A manobra seria apoiada no terreno com fogos de artilharia e de aviação, em acções de flagelação e de concentração sobre os objectivos. Para criar condições de aproximação a estes e actuar sobre eles, seriam organizados agrupamentos de forças para procederem à abertura simultânea de picadas em direcção aos objectivos A e B, o mesmo sucedendo posteriormente para atingir o objectivo C, e, por fim, previa-se manter o cerco e continuar a bater e a eliminar todas as organizações referenciadas ou a referenciar. As acções militares deveriam ser conjugadas com intensa campanha de acção psicológica, para provocar a rendição e a desmoralização do inimigo. Os agrupamentos de cerco seriam constituídos por unidades de caçadores e por unidades de reconhecimento, realizando as primeiras emboscadas em permanência, enquanto as segundas patrulhariam os itinerários. Os agrupamentos de assalto disporiam de uma composição inter armas, do tipo task force, incluindo unidades de forças especiais, forças regulares, de apoio de fogos (artilharia e morteiros) e de engenharia. A esta cabia papel de grande sacrifício e risco na abertura das picadas tácticas desde as estradas Mueda-Miteda e Miteda-Nangololo até à proximidade dos objectivos, onde seriam criadas as bases de ataque para as forças de assalto. A operação era concebida como manobra do tipo convencional, em que se pretendia alcançar com um ataque em força o que do antecedente não fora conseguido, empregando a surpresa.

 Execução da Operação:

Para cumprimento deste plano foram constituídos sete agrupamentos: dois para o cerco (Norte e Sul) e quatro de intervenção, um para cada objectivo e um para reserva.

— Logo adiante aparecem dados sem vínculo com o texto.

PR #147, opened 2020-11-18
Uplift the useful parts of jcjones/ct-mapreduce into mozilla/crlite

### LINKED ISSUE #119: Move the ct-fetch tool, and the whole of the ct-mapreduce library, into crlite
There's only historical reasons for the [ct-mapreduce library](https://github.com/jcjones/ct-mapreduce) to exist, and it does complicate matters to have to account for its version for all other things.

I should mark that repo deprecated, move the relevant bugs here, and consolidate the code into this repository.

jcjones:
The important parts of https://github.com/jcjones/ct-mapreduce are what CRLite
needs, and the rest of that package is probably broken at best. So let's not
actually depend on it, let's move it all together into one place.

Fixes #119

Also handles https://github.com/jcjones/ct-mapreduce/issues/48.


mozkeeler (approved):
yes, this appears to be golang

jcjones:
pushed to `dev` combined with #146 as 23bd9b5.

jcjones:
No issues in `dev`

- 1 Julho - Início. Os agrupamentos de cerco começaram a sua instalação. Os agrupamentos de assalto A e B principiaram o movimento para os objectivos.
- 3 Julho - O agrupamento de assalto B (pára-quedistas) iniciou a progressão de Nangololo para o objectivo B - base Moçambique - , com o apoio da engenharia na abertura da picada desde Capoca até Gole.
- 4 Julho - O agrupamento de assalto A (comandos) chegou à base de ataque, a dois quilómetros do objectivo - base Gungunhana.
- 5 Julho - Realizou-se a primeira tentativa de assalto à base Gungunhana, que não se encontrava na localização prevista .
- 6 Julho - Foi localizada e assaltada a base Gungunhana, que fora abandonada recentemente. Estava localizada na encosta de uma pequena colina, no interior de mata densa, ocupava a área de 100x500 metros, dispunha de mais de cem palhotas, era circundada por uma vala e tinha abrigos contra morteiros e ataques aéreos.

Foi assaltada a base Moçambique pelas forças pára-quedistas. Era constituída por cerca de duzentas palhotas e encontrava-se abandonada havia cerca de dois meses.

- 12 Julho - O agrupamento de assalto C (fuzileiros) iniciou o deslocamento de Mueda para o objectivo C - base Nampula.
- 15 Julho - Foi atingido o objectivo C. A base Nampula era constituída por cerca de cinquenta palhotas e encontrava-se abandonada há dois meses.
- 16 Julho a 6 Agosto - Realizaram-se acções de permanência.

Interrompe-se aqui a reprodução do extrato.